╭─ DATA FOR THIS EXERCISE

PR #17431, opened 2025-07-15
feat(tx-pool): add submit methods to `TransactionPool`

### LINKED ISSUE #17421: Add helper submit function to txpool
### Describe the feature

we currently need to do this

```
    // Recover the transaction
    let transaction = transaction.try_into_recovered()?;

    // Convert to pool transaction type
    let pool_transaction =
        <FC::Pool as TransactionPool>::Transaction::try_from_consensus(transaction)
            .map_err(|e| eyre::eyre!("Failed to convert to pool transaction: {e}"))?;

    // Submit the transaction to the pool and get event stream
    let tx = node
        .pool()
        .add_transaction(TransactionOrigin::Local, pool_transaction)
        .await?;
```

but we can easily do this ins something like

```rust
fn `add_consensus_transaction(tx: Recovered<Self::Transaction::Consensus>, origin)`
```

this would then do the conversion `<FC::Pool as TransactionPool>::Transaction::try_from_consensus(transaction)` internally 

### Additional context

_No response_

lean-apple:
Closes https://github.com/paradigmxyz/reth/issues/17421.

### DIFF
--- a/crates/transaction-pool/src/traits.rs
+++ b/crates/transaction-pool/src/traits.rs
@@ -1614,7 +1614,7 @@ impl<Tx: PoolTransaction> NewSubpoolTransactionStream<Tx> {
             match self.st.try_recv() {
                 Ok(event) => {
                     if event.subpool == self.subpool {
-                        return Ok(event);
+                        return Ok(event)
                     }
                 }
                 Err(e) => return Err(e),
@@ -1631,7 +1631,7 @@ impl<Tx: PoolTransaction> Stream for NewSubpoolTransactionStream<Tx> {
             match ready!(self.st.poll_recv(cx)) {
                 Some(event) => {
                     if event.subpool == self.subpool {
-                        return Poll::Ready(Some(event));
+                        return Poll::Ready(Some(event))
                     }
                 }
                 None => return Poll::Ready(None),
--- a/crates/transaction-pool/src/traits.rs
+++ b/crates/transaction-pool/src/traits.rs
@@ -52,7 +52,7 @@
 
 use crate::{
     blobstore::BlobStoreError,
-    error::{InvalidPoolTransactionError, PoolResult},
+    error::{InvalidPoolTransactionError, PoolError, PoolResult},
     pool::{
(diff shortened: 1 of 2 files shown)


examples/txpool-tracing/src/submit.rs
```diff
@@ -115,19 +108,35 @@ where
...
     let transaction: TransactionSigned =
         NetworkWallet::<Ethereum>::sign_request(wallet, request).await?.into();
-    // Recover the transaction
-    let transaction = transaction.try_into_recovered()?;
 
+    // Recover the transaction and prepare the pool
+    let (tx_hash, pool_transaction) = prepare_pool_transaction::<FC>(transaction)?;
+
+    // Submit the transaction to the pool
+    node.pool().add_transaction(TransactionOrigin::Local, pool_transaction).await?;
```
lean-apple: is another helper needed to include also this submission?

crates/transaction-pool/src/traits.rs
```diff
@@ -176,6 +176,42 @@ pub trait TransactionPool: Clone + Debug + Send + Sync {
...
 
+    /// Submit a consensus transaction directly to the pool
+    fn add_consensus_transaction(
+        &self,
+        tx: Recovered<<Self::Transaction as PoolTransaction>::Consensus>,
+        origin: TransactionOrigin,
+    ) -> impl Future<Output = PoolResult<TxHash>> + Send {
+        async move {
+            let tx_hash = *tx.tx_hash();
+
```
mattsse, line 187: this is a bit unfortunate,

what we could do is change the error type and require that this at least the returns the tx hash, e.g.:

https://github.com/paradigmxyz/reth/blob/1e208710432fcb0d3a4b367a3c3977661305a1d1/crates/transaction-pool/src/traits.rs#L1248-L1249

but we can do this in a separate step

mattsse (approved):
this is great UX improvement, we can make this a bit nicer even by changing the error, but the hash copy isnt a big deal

╰─
╭─ DATA FOR THIS EXERCISE

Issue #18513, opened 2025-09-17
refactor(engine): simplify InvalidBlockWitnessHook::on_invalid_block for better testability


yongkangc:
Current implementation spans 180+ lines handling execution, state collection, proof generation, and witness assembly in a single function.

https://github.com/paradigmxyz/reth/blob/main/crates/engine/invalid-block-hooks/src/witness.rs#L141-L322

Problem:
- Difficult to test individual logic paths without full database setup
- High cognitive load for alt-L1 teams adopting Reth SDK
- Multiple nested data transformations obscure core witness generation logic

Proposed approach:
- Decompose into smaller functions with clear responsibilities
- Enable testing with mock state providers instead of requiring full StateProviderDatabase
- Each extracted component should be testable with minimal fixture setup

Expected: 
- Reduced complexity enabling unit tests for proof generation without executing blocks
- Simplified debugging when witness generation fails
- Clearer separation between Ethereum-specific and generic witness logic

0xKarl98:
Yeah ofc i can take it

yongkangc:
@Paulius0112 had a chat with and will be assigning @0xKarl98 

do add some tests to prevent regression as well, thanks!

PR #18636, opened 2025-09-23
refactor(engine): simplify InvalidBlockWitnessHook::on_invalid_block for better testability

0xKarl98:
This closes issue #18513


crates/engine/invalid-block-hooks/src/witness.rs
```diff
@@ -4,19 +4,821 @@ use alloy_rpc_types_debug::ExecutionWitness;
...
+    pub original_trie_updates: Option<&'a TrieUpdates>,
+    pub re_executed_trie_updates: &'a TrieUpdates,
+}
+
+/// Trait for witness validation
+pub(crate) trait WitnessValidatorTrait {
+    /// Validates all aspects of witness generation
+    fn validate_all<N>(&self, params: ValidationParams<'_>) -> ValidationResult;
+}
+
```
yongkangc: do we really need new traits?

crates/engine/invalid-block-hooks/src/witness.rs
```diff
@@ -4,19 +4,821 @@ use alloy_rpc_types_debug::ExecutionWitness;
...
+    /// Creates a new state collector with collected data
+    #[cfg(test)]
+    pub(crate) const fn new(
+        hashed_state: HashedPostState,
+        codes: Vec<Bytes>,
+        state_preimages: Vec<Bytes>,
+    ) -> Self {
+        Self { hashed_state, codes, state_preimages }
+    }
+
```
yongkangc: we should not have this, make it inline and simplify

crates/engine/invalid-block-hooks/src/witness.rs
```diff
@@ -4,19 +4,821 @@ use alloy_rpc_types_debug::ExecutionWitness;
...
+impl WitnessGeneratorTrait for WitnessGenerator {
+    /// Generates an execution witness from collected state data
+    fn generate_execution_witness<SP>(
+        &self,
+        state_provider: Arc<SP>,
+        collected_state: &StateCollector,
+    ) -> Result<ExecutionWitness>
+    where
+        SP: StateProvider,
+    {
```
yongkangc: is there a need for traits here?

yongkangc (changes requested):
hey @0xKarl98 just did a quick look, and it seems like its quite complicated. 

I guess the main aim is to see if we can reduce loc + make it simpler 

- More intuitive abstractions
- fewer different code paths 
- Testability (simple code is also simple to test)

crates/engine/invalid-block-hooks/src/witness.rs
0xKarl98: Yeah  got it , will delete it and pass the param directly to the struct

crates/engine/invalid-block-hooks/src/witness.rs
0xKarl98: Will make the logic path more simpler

╰─
╭─ DATA FOR THIS EXERCISE

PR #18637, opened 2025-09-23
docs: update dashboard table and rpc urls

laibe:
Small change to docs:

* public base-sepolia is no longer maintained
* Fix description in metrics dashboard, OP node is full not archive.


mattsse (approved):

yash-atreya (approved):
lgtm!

╰─

GOAL OF THE EXERCISE
The expected output is every line from the material above where "TrieUpdates" can be found.

REPLY TO THE TASK
+    pub original_trie_updates: Option<&'a TrieUpdates>,
+    pub re_executed_trie_updates: &'a TrieUpdates,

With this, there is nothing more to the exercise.